Струан выбрал себе дим сум.
– Я пытался овладеть кантонским наречием. Много раз. Но студент из меня вышел плохой, и мой язык никак не хочет выговаривать звуки правильно. – Он аккуратно съел дим сум и запил его чаем. – Чай отличный. Из Сучжоу?
У Квок покачал головой:
– Линь Тинь. Ты любишь чай из Сучжоу?
– Линь Тинь лучше.
– Я выучился английскому у Скраггера и у других. За много лет. – Некоторое время У Квок ел молча, потом опять принялся настаивать, чтобы Струан не отказывался от деликатеса. – Ешь, ешь еще, приятель. Ты, я вижу, человек необычный. Я прямо страсть как рад повстречать человека вроде тебя. Ты не похож на других, провалиться мне на этом месте. Ты умирал бы много дней, много-много дней.
Глаза Струана вспыхнули изнутри и еще больше позеленели.
– А вот ты умер бы очень быстро.

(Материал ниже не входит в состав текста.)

PR #226, opened 2020-08-28
TVB-2772: Corrected equations in Phase Plane

VinczeRobert:
A fixed the obvious syntax errors and I removed the commas from the end of the equations (I didn't get the meaning of them, somewhere they where put, somewhere they weren't, I don't think they look good but I can put them back if it's needed for some reason). A few things I would like to point out:
1. The Linear and the Zetterberg-Jansen function don't have a documentation in their dfun function, I thought to add them myself from the class doc, cause I noticed that usually the dfun doc is like a shorter version of the class doc. I didn't add them yet, but I could.
2. I think I should still look in the mathjax syntax of the model class variables cause there are some problems there too.
3. I think someone who has expertise in this area should look if the equations are correct. I think there might be errors, I even found one possible mistake myself.  Look at the third equation of the Reduced Wong-Wang With Excitatory.... model. It is can be found here https://www.researchgate.net/publication/245029745_Resting-State_Functional_Connectivity_Emerges_from_Structurally_and_Dynamically_Shaped_Slow_Linear_Fluctuations (equation 6). If you look there, there is an additional  term in the end which we don't have.


scientific_library/tvb/simulator/models/epileptor.py
```diff
@@ -288,8 +288,7 @@ class Epileptor(ModelNumbaDfun):
     cvar = numpy.array([0, 3], dtype=numpy.int32)  # should these not be constant Attr's?
     cvar.setflags(write=False)  # todo review this
 
-    def _numpy_dfun(self, state_variables, coupling, local_coupling=0.0,
-             array=numpy.array, where=numpy.where, concat=numpy.concatenate):
+    def dfun(self, x, c, local_coupling=0.0):
```
liadomide, line 291: In this model (and few others bellow) I see that you propose to remove the `_numpy_dfun ` method.
Indeed, that method is not directly used, but I suggest to keep it, as it is a nice fallback in case the numba dependency does not  exist. 
As for the equations that you are after for this bug, I suggest you move the documentation content from under `_numpy_dfun` on the `dfun` to be consistent to the way we read it, and all the other models.

framework_tvb/tvb/adapters/simulator/model_forms.py
```diff
@@ -64,13 +64,13 @@ def get_ui_name_to_model():
     ui_name_to_model = {
         'Generic 2d Oscillator': ModelsEnum.GENERIC_2D_OSCILLATOR.get_class(),
         'Kuramoto Oscillator': ModelsEnum.KURAMOTO.get_class(),
-        'supHopf': ModelsEnum.KURAMOTO.get_class(),
+        'supHopf': ModelsEnum.SUP_HOPF.get_class(),
```
liadomide, line 67: Good catch

liadomide:
> A fixed the obvious syntax errors and I removed the commas from the end of the equations (I didn't get the meaning of them, somewhere they where put, somewhere they weren't, I don't think they look good but I can put them back if it's needed for some reason). A few things I would like to point out:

Мои методы отличаются от твоих. В один момент ты жив, в другой – ты мертв. Вот так. – Он щелкнул пальцами. – Это самое лучшее – и для друга, и для врага. И для бешеной собаки!

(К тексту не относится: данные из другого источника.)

PR #228, opened 2020-08-31
TVB-2752: fill Top-Right call-out with current loaded ViewModel

adrian-dordea:


liadomide (commented):
This addition looks clean, and if it solves the problem, great!

How about the previous InputTree/Adapter which must still be referred in the code? 
Can you find and clean that code ?

framework_tvb/tvb/interfaces/web/entities/context_selected_adapter.py
```diff
@@ -44,14 +44,25 @@ class SelectedAdapterContext(object):
     """
     
     KEY_CURRENT_ADAPTER_INFO = "currentAdapterInfo"
-    _KEY_INPUT_TREE = "inputList"
     _KEY_CURRENT_STEP = "currentStepCategoryId"
     _KEY_CURRENT_SUBSTEP = "currentAlgoGroupId"
     _KEY_SELECTED_DATA = 'defaultData'
     KEY_PORTLET_CONFIGURATION = 'portletConfig'
-    KEY_TREE_DEFAULT = "defaultTree"
+    KEY_VIEW_MODEL = "viewModel"
```
popaula937, line 51: code related to portletConfig can also be cleaned

VinczeRobert (approved):

framework_tvb/tvb/interfaces/web/controllers/flow_controller.py
```diff
@@ -522,13 +509,11 @@ def get_adapter_template(self, project_id, algorithm_id, is_upload=False, back_p
     @handle_error(redirect=True)
     @context_selected
     def reloadoperation(self, operation_id, **_):
-        """Redirect to Operation Input selection page,
-        with input data already selected."""
+        """Redirect to Operation Input selection page, with input data already selected."""
```
liadomide, line 512: This method was no longer working properly in case of Analyzers.
I think I just found the fix. Pls test

framework_tvb/tvb/interfaces/web/entities/context_selected_adapter.py
liadomide: This context has become now very simple (only one key) but I still think it is better to keep it as a "context", and we should reuse the concept for grouping simulation keys also.

liadomide (approved):

framework_tvb/tvb/interfaces/web/controllers/flow_controller.py
adrian-dordea: tested and it seems to be working fine :)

– Почему ты говоришь так странно, а? – спросил У Квок после зловещей паузы.
– Что?
– Ты говоришь не так, как я. Тебя трудно понимать. Как-то по-другому звучит.
– Существует много диалектов – видов – английского языка, – спокойно ответил Струан, возвращая У Квоку лицо.
– Он денди, У Квок, я тебе про это говорил, – объяснил Скраггер. – Денди все произносят по-другому. Они обучаются в школах. Я же рассказывал тебе.
– Этот висельник Скраггер говорит правду, приятель? Мой английский неправильный?
– Кто говорит на более правильном кантонском – крестьянин или учитель в школе? Язык крестьянина правилен для поля, а язык учителя – для школы.
У Квок, попивая чай, откинулся на подушки:
– Мы слышали, у тебя на борту есть серебро. Сорок лаков.
– Где ты взял вот это? – Струан разжал кулак и положил половинку монеты на стол.
– Одна половина монеты – одна услуга, так, приятель?
– Так, – ответил Струан. Он был в ярости на себя за то, что угодил в ловушку Жэнь-гуа. – Откуда она у тебя?
– От моего отца.
– А он где ее взял?
– А где, ты думаешь, этот старый разбойник Жэнь-гуа так быстро откопал и зацапал в свои грязные лапы сорок лаков серебра, приятель? А? Конечно же, у своих старых партнеров. У тебя на борту десять лаков папиных денег. – Большой живот У Квока затрясся от хохота. – Налей его милости грогу, Скраггер. Он ему сейчас ох как нужен.